THE PROBLEM —
Would you write out the records below exactly as given?

PROVIDED DATA Block Start

PR #196, opened 2017-03-08
Update agency loader

afrasier:
* Move to `authoritative_agency_list.csv`
* Remove agencies from `reference_fixture`, instead `load_reference_data` now uses `loadagencies`, allowing us to reload and update the agencies at will
* Update places where `reference_fixture` is loaded for agencies to use `loadagencies`
* Load agencies is now idempotent and can be reloaded without causing duplicates
* Added agency abbreviations to toptier and subtier agencies


usaspending_api/references/migrations/0054_auto_20170308_2100.py
```diff
@@ -0,0 +1,25 @@
...
+
+    dependencies = [
+        ('references', '0053_auto_20170210_1814'),
+    ]
+
+    operations = [
+        migrations.AddField(
+            model_name='subtieragency',
+            name='abbreviation',
+            field=models.CharField(blank=True, max_length=150, null=True, verbose_name='Agency Abbreviation'),
```
destiejo: This might be a dumb question - but above we have Agency Abbreviation and Subtier Abbreviation, do we need to use both here too? Or does Agency Abbreviation pull for both?

usaspending_api/references/models.py
```diff
@@ -144,13 +146,15 @@ class SubtierAgency(models.Model):
     create_date = models.DateTimeField(auto_now_add=True, blank=True, null=True)
     update_date = models.DateTimeField(auto_now=True, null=True)
     subtier_code = models.CharField(max_length=4, blank=True, null=True, verbose_name="Sub-Tier Agency Code")
+    abbreviation = models.CharField(max_length=150, blank=True, null=True, verbose_name="Agency Abbreviation")
```
destiejo: Same question as above - should this be Subtier Abbreviation?

afrasier: No, there's no need to title it like that, because to access it you still need `awarding_agency__subtier_agency__abbreviation` or `toptier_agency__abbreviation`, just like `name` so there is no confusion there. Generally, there's no need to have `MODELNAME_FIELDNAME`, it's just on some fields due to legacy code

afrasier: Oh, if you're talking about the verbose name, they're both referencing agencies so "Agency Abbreviation" should be fine.

destiejo: Ok! Makes sense - updating to approve.

usaspending_api/references/management/commands/loadagencies.py
```diff
@@ -16,33 +16,44 @@ def handle(self, *args, **options):
 
         try:
             with open(os.path.join(django.conf.settings.BASE_DIR,
-                      'usaspending_api/references/management/commands/agency_list.csv')) \
-                      as csvfile:
+                      'usaspending_api', 'data', 'authoritative_agency_list.csv'), encoding="Latin-1") \
+                    as csvfile:
 
                 reader = csv.DictReader(csvfile)
                 for row in reader:
```
bsweger: If a human will be periodically providing updates to the agency .csv file, we might want to think about explicitly lower or upper casing the incoming column headers so the loader works if someone changes the case on a future version of the file. People sometimes don't realize that changing the headings impacts the load.

PR #198, opened 2017-03-09
Potential Total Value Data Migration

afrasier:
I forgot to commit this guy, and so he got left out of the PR! Oh no!


afrasier:
I've made a change as to how the award tuple is evaluated. Instead of checking against `None` we just do a check of `if award_tuple` which will still return false if `award_tuple` is `None`, but also if `award_tuple` is empty. Previously, if an empty tuple was supplied, there would be an exception. This was preventing this migration from working on an empty (i.e. test) database

bsweger:
@afrasier good catch--thanks for updating!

PROVIDED DATA Block End

YOUR SOLUTION —
PR #196, opened 2017-03-08
Update agency loader

afrasier:
* Move to `authoritative_agency_list.csv`
* Remove agencies from `reference_fixture`, instead `load_reference_data` now uses `loadagencies`, allowing us to reload and update the agencies at will
* Update places where `reference_fixture` is loaded for agencies to use `loadagencies`
* Load agencies is now idempotent and can be reloaded without causing duplicates
* Added agency abbreviations to toptier and subtier agencies


usaspending_api/references/migrations/0054_auto_20170308_2100.py
```diff
@@ -0,0 +1,25 @@
...
+
+    dependencies = [
+        ('references', '0053_auto_20170210_1814'),
+    ]
+
+    operations = [
+        migrations.AddField(
+            model_name='subtieragency',
+            name='abbreviation',
+            field=models.CharField(blank=True, max_length=150, null=True, verbose_name='Agency Abbreviation'),
```
destiejo: This might be a dumb question - but above we have Agency Abbreviation and Subtier Abbreviation, do we need to use both here too? Or does Agency Abbreviation pull for both?

usaspending_api/references/models.py
```diff
@@ -144,13 +146,15 @@ class SubtierAgency(models.Model):
     create_date = models.DateTimeField(auto_now_add=True, blank=True, null=True)
     update_date = models.DateTimeField(auto_now=True, null=True)
     subtier_code = models.CharField(max_length=4, blank=True, null=True, verbose_name="Sub-Tier Agency Code")
+    abbreviation = models.CharField(max_length=150, blank=True, null=True, verbose_name="Agency Abbreviation")
```
destiejo: Same question as above - should this be Subtier Abbreviation?

afrasier: No, there's no need to title it like that, because to access it you still need `awarding_agency__subtier_agency__abbreviation` or `toptier_agency__abbreviation`, just like `name` so there is no confusion there. Generally, there's no need to have `MODELNAME_FIELDNAME`, it's just on some fields due to legacy code

afrasier: Oh, if you're talking about the verbose name, they're both referencing agencies so "Agency Abbreviation" should be fine.

destiejo: Ok! Makes sense - updating to approve.

usaspending_api/references/management/commands/loadagencies.py
```diff
@@ -16,33 +16,44 @@ def handle(self, *args, **options):
 
         try:
             with open(os.path.join(django.conf.settings.BASE_DIR,
-                      'usaspending_api/references/management/commands/agency_list.csv')) \
-                      as csvfile:
+                      'usaspending_api', 'data', 'authoritative_agency_list.csv'), encoding="Latin-1") \
+                    as csvfile:
 
                 reader = csv.DictReader(csvfile)
                 for row in reader:
```
bsweger: If a human will be periodically providing updates to the agency .csv file, we might want to think about explicitly lower or upper casing the incoming column headers so the loader works if someone changes the case on a future version of the file. People sometimes don't realize that changing the headings impacts the load.

PR #198, opened 2017-03-09
Potential Total Value Data Migration

afrasier:
I forgot to commit this guy, and so he got left out of the PR! Oh no!


afrasier:
I've made a change as to how the award tuple is evaluated. Instead of checking against `None` we just do a check of `if award_tuple` which will still return false if `award_tuple` is `None`, but also if `award_tuple` is empty. Previously, if an empty tuple was supplied, there would be an exception. This was preventing this migration from working on an empty (i.e. test) database

bsweger:
@afrasier good catch--thanks for updating!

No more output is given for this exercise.